The perpendicular distance from the point (1, 2, 3) to the plane 2x − y + 2z − 4 = 0 is therefore 2/3 units, or about 0.67 in decimal form.

You can reproduce this example in the calculator by entering Point x = 1, Point y = 2, Point z = 3, Plane A = 2, Plane B = −1, Plane C = 2, and Plane D = −4. If you compare the calculator's output with your own manual work, you should see the same numerical answer to six decimal places.

Where This Measurement Is Useful

Point-to-plane distance appears in more places than many people expect. In computer graphics, it helps decide whether objects are above, below, or near a clipping plane or surface. In robotics and motion planning, it can be used for obstacle clearance and alignment checks. In engineering design, it can represent the shortest offset from a feature to a reference face. In data fitting and geometry processing, distances to planes help quantify error or residuals when approximating a cloud of points with a flat surface.
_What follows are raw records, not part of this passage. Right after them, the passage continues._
PR #4438, opened 2026-08-22
Assembly performance optimisations

garth-wells:
## Summary

Performance optimisations for per-cell/facet/entity matrix and vector
assembly, targeting `std::function` indirection for DOF transformations and
geometry/coefficient-fetch overhead. No public API or behavioural changes.

### DOF transformations: skip the closure entirely when none is needed

- `FiniteElement::dof_transformation_fn`/`dof_transformation_right_fn` now
  return `nullptr` instead of a no-op closure when an element needs no DOF
  transformation, rather than allocating and invoking an empty
  `std::function` on every cell.
- All assembly, interpolation and packing call sites guard on this before
  invoking, via a new `fem::is_transform_set()` helper (`traits.h`): it
  checks truthiness for a nullable `std::function`, and always returns
  `true` for a non-nullable callable such as the plain lambda the
  `custom_kernel` demo passes when calling `impl::assemble_*` directly. The
  guard is hoisted out of the per-cell/per-facet loop wherever the
  transform is loop-invariant.
- An earlier version of this PR also added a directly-callable
  (non-type-erased) `DirectDofTransform` path for elements that genuinely
  need a transformation applied at assembly time (H(curl)/H(div) families
  such as N1curl/RT — scalar Lagrange elements of any degree never do,
  since their permutations are resolved once at dofmap-construction time,
  not per cell; see `needs_dof_transformations()`). Benchmarking against
  N1curl/RT mass-matrix assembly (isolating just this path, holding every
  other change constant) showed it only wins for vector assembly of
  degree-1 elements (~4-7%) and is flat-to-negative for matrix assembly at
  any degree and for vector assembly at degree 2 — not worth ~200 extra
  lines in `FiniteElement.h` and 16 call-site conversions, so it was
  dropped. See the Benchmarks section below.

### Geometry/coefficient fetch across cell, facet, and entity integrals

`assemble_cells`/`assemble_cells_matrix`, `assemble_entities`, and
`assemble_interior_facets` (in both `assemble_matrix_impl.h` and
`assemble_vector_impl.h`) fetch each cell's coordinate DOFs via raw-pointer
indexing into the geometry dofmap and coordinate array (avoiding
`md::submdspan` construction overhead in the innermost loop), then copy the
coordinates with `std::copy_n`. The same loop-invariant transform check
(`is_transform_set`, hoisted out of the loop) and `std::copy_n` gather-loop
cleanup is applied to `fem::impl::pack_impl`/`pack_coefficient_entity` in
`pack.h`. An earlier version of the geometry copy used a manual
per-component copy loop instead of `std::copy_n`, which regressed vector
assembly of P1 Lagrange forms by ~7.6%: `perf`-annotated, unstripped
production binaries showed it compiles to three separate 8-byte scalar
loads/stores per vertex, vs. `std::copy_n`'s vectorised 16+8-byte copy for
the same 24 bytes — GCC 13 doesn't give a hand-written copy loop the same
treatment as `std::copy_n`'s specialised small-copy path. Fixed by
restoring `std::copy_n` for the copy itself while keeping the raw-pointer
index computation.

### Compile-time block size for matrix assembly

`impl::assemble_matrix`'s cell-integral, interior-facet, and
exterior-facet/entity dispatch now branches on the test/trial block size
(`bs0`/`bs1`) at compile time for the common `bs == 1` and `bs == 3` cases
(via `std::integral_constant<int, 1/3>`, threaded through new
`DofMapPackCells`/`DofMapPackEntities`/`DofMapPackFacets`-constrained
dofmap parameters), falling back to the runtime `int` block size
otherwise — mirroring the dispatch already used in `impl::assemble_vector`.

### Other fixes found along the way

- A mismatched DOF-transformation guard in `assemble_matrix_impl.h`'s
  interior-facet code (checked one transform but applied the other).
- Two GCC/portability failures not visible to clang locally: an
  `if constexpr` on `entities.rank()` inside a lambda that captures
  `entities` by reference (rejected by GCC as not a constant expression;
  fixed via `remove_cvref_t<decltype(entities)>::rank()`), and the
  sign-compare/template-deduction fallout from the
  `std::integral_constant`-based block-size dispatch above (fixed to use
  `std::integral_constant<int, N>` and explicit `std::tuple{...}` wrapping
  at the `custom_kernel` demo's direct call sites).

## Benchmarks

Serial (1 rank), Release build, unit-cube tetrahedral mesh, median of 15
repetitions, this branch vs. current `main`. Correctness cross-checked on
every run: matrix nnz/Frobenius norm identical between `main` and this
branch in every case below.

**Poisson (`-div(grad(u)) = f`), scalar Lagrange:**

| case | main | branch | Δ |
|---|---|---|---|
| P1 matrix reassemble (N=50, 750k cells) | 112.1 ms | 105.1 ms | **+6.2%** |
| P1 vector assemble | 23.4 ms | 23.4 ms | +0.1% |
| P3 matrix reassemble (N=20, 48k cells) | 403.6 ms | 332.6 ms | **+17.6%** |
| P3 vector assemble | 10.0 ms | 10.0 ms | +0.1% |

**H(curl)/H(div) mass matrix (`inner(u, v)*dx`)** — the element families
that actually exercise the DOF-transformation-guard change, since Lagrange
elements never need a transformation at assembly time:

| case | main | branch | Δ |
|---|---|---|---|
| N1curl deg1 matrix reassemble (N=24, 102k dofs) | 41.2 ms | 39.6 ms | +3.9% |
| N1curl deg1 vector assemble | 12.2 ms | 11.9 ms | +1.9% |
| N1curl deg2 matrix reassemble (N=16, 163k dofs) | 145.0 ms | 135.5 ms | +6.5% |
| N1curl deg2 vector assemble | 5.9 ms | 6.1 ms | −2.0% |
| RT deg1 matrix reassemble (N=24, 169k dofs) | 29.8 ms | 29.1 ms | +2.4% |
| RT deg1 vector assemble | 12.8 ms | 12.6 ms | +1.4% |

Vector-assembly deltas above are all within typical run-to-run noise for
this benchmark harness (±1-2%) except where noted; the matrix-assembly wins
(driven by the geometry-fetch fix and, for P1/P3, the new `bs` dispatch)
are the consistent, reproducible result of this PR. The interior-facet and
exterior-facet/entity paths (DG/discontinuous forms, Neumann/Robin
boundary integrals) receive the same geometry-fetch and `bs`-dispatch
treatment but were not separately re-benchmarked; the numbers above are
representative of the cell-integral case, which dominates assembly cost
for the forms exercised here.

## Testing

- Full local C++ test suite (Catch2, `cpp/test`): 27476 assertions pass (70
  test cases pass, 3 skipped as parallel-only when run serially).
- Local Python `fem` (2384 passed) and `io` (198 passed; ADIOS2-dependent
  tests skip in this environment, unrelated to this change) test suites
  pass.
- `custom_kernel` demo (which calls `impl::assemble_*` directly with a
  non-nullable lambda kernel, exercising the `is_transform_set` fallback
  path) builds and runs correctly, with `Assembler0` (`std::function`-based)
  and `Assembler1` (direct-lambda) assembly producing matching norms.


cpp/dolfinx/fem/FiniteElement.cpp
```diff
@@ -282,7 +283,7 @@ mesh::CellType FiniteElement<T>::cell_type() const noexcept
 }
 //-----------------------------------------------------------------------------
 template <std::floating_point T>
-std::string FiniteElement<T>::signature() const noexcept
+const std::string& FiniteElement<T>::signature() const noexcept
```
jhale, line 286: High potential for dangling reference.

cpp/dolfinx/la/matrix_csr_impl.h
```diff
@@ -35,6 +36,55 @@ concept BlockSizeArg = std::integral<std::remove_cvref_t<T>>
...
+/// @brief Position of `col` within the sorted column-index range
+/// `cols[begin, end)` of one CSR row.
+///
+/// Matches `std::lower_bound(cols.begin() + begin, cols.begin() + end,
+/// col)` in semantics -- returns `end` if `col` is greater than every
+/// entry in the range, otherwise the position of the first entry
+/// `>= col`. Callers must check `cols[pos] == col` themselves to
+/// detect a genuinely missing entry; this function does not throw.
+///
+/// A single shared search used by `insert_csr`, `insert_blocked_csr`,
```
jhale: Results, copy into PR text as comment.

jhale (approved):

The reason the formula is so widely used is that it combines two valuable properties: it is computationally cheap, and it lines up exactly with geometric intuition. Because it measures only the perpendicular separation, it answers the question most people actually mean when they ask how far a point is from a plane.

Special Cases and Comparison

The same distance formula behaves in a straightforward way in several important special cases. These are useful for mental checks because they reduce to familiar one-coordinate differences.

Assumptions, Limitations, and Edge Cases

This calculator focuses on the perpendicular distance from a point to a plane. To interpret its output correctly, keep the following assumptions and limitations in mind.

Assumptions

• Valid plane definition: the coefficients A, B, and C are not all zero at the same time. If A = B = C = 0, the expression Ax + By + Cz + D = 0 does not define a plane, and the distance formula breaks down.
• Real-valued inputs: all coordinates and plane coefficients are treated as real numbers. Complex-valued geometry is not supported.
• Consistent units: the plane equation and point coordinates must use the same length units. Mixing units will make the numerical distance meaningless.

Limitations

• Unsigned distance only: the tool returns the magnitude of the distance. It does not report a signed distance, which would indicate on which side of the plane the point lies.
• No nearest-point coordinates: the calculator does not currently compute the coordinates of the closest point on the plane. It only outputs the scalar distance.
• Numerical precision: for very large or very small input values, floating-point rounding errors may cause extremely small non-zero distances for points that are theoretically on the plane.
• No symbolic manipulation: the inputs are numeric only; the tool does not simplify symbolic plane equations or algebraic expressions.

The underlying formula is standard in analytic geometry, linear algebra, and multivariable calculus. Many textbooks derive it using vector projections onto the plane's normal vector. Even if you meet it in different notation, the core idea stays the same: shortest distance to a plane is measured straight along the normal, not along a slanted route.